DATASET ENTRIES Block Start

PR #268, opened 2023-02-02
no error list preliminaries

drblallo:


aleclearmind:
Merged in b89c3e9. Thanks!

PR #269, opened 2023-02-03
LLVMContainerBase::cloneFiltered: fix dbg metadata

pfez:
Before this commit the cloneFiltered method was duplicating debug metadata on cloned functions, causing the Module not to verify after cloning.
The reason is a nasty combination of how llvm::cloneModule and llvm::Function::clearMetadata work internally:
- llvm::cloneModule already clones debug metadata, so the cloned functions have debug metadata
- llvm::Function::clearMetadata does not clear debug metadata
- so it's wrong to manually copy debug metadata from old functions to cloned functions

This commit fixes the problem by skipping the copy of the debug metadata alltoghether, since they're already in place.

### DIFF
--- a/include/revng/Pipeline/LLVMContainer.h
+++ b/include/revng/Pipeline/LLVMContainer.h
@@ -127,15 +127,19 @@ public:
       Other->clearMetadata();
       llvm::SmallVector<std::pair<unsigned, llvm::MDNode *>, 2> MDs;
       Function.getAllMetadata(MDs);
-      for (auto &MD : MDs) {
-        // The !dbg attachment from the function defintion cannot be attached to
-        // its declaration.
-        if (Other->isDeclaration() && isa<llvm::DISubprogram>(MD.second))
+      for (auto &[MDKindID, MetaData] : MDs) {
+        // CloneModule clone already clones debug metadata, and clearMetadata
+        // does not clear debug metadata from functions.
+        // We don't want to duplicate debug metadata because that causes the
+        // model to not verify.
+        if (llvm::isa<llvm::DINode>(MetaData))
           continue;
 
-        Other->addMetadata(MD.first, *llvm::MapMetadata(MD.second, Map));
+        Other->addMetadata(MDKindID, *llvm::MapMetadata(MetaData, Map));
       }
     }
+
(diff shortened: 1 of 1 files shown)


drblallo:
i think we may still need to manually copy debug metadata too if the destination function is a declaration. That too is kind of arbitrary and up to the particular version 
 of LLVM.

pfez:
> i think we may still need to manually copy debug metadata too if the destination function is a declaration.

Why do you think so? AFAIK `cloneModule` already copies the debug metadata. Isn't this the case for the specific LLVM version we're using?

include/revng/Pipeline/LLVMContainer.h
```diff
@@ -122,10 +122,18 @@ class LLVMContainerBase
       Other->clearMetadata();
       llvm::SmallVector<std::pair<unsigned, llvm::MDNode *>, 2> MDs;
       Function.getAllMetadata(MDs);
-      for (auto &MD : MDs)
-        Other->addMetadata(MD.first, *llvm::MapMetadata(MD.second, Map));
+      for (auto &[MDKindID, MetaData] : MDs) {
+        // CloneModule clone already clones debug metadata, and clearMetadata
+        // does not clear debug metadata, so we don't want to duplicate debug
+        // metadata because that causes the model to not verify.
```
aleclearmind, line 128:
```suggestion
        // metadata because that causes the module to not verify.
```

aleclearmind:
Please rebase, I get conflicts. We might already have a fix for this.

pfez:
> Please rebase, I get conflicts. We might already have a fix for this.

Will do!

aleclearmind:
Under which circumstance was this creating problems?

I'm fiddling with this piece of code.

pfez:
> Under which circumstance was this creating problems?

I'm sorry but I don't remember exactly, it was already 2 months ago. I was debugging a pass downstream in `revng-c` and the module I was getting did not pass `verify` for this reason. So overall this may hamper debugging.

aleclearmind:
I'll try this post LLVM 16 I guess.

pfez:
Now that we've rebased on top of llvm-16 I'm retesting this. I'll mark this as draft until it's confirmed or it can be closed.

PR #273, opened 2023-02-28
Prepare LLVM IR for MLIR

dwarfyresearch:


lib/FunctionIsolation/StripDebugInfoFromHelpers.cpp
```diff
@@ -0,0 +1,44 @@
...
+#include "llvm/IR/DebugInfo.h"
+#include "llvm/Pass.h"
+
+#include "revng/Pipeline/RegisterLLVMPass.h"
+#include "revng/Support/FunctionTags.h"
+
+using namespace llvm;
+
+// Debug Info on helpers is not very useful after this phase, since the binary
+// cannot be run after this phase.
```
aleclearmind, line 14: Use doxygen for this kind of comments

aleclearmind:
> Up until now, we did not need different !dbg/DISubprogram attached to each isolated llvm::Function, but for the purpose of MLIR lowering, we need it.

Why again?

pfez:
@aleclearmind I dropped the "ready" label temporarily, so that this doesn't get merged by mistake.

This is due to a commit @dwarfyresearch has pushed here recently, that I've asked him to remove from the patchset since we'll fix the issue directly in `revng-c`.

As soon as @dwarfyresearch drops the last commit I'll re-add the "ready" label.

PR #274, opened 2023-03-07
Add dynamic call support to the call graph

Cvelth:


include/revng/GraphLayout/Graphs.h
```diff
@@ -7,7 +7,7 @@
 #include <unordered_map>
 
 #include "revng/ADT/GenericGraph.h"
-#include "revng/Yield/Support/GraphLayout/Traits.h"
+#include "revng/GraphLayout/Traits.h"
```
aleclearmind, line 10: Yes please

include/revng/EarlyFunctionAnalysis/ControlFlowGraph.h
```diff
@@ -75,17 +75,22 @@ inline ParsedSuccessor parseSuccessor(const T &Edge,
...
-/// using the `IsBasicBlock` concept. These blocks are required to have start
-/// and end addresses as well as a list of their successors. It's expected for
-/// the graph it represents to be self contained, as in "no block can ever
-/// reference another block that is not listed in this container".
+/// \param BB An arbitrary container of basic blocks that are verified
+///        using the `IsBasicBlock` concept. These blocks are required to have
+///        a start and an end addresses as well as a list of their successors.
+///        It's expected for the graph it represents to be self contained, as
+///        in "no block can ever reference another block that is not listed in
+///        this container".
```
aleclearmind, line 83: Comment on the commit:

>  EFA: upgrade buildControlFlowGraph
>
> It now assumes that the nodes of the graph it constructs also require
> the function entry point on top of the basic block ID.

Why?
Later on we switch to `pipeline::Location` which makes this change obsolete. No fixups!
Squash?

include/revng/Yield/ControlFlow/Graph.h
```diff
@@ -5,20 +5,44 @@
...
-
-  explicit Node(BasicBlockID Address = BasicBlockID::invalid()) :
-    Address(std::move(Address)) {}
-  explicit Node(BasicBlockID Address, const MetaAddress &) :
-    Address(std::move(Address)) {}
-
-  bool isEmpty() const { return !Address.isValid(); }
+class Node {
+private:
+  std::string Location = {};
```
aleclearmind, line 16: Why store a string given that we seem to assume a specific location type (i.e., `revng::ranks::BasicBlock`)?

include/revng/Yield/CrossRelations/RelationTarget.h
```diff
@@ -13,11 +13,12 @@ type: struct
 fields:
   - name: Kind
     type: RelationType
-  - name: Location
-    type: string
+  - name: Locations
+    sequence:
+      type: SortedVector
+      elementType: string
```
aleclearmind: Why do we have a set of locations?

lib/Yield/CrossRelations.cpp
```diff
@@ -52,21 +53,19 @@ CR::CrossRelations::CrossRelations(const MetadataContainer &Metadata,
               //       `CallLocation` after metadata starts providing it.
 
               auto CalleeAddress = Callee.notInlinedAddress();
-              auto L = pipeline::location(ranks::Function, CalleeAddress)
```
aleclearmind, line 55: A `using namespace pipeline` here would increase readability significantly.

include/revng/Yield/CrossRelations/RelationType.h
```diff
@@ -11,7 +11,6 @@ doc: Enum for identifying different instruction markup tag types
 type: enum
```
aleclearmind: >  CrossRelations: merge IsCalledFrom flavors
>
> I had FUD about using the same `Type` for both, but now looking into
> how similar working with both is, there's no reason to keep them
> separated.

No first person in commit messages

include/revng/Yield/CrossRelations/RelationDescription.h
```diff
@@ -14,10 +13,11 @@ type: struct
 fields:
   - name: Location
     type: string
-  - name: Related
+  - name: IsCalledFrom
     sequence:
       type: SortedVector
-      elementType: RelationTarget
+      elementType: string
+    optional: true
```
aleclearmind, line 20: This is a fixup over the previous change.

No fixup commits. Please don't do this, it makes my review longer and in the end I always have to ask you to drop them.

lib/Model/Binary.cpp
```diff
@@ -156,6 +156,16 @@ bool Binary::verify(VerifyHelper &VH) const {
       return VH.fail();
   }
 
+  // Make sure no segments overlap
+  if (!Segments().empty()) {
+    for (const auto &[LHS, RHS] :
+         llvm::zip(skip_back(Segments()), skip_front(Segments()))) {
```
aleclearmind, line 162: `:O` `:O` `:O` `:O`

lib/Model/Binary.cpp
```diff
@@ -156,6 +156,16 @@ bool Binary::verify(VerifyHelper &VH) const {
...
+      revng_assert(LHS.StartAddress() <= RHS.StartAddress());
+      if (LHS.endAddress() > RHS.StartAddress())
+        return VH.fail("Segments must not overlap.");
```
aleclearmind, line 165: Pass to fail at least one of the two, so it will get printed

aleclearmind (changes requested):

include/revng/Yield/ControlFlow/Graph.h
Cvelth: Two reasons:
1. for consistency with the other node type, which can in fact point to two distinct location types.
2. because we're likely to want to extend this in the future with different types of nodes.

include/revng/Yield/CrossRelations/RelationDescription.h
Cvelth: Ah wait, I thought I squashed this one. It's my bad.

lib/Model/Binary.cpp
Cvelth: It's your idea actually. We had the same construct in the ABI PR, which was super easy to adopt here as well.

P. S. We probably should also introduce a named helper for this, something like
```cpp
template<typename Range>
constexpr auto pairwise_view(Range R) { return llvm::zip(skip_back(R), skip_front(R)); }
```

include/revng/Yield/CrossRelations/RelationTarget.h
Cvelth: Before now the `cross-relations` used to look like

DATASET ENTRIES Block End

**TASK OBJECTIVE:** Copy out, from the material above, each line where the word "successors" is present.

**RESPONSE AREA:**
-/// and end addresses as well as a list of their successors. It's expected for
+///        a start and an end addresses as well as a list of their successors.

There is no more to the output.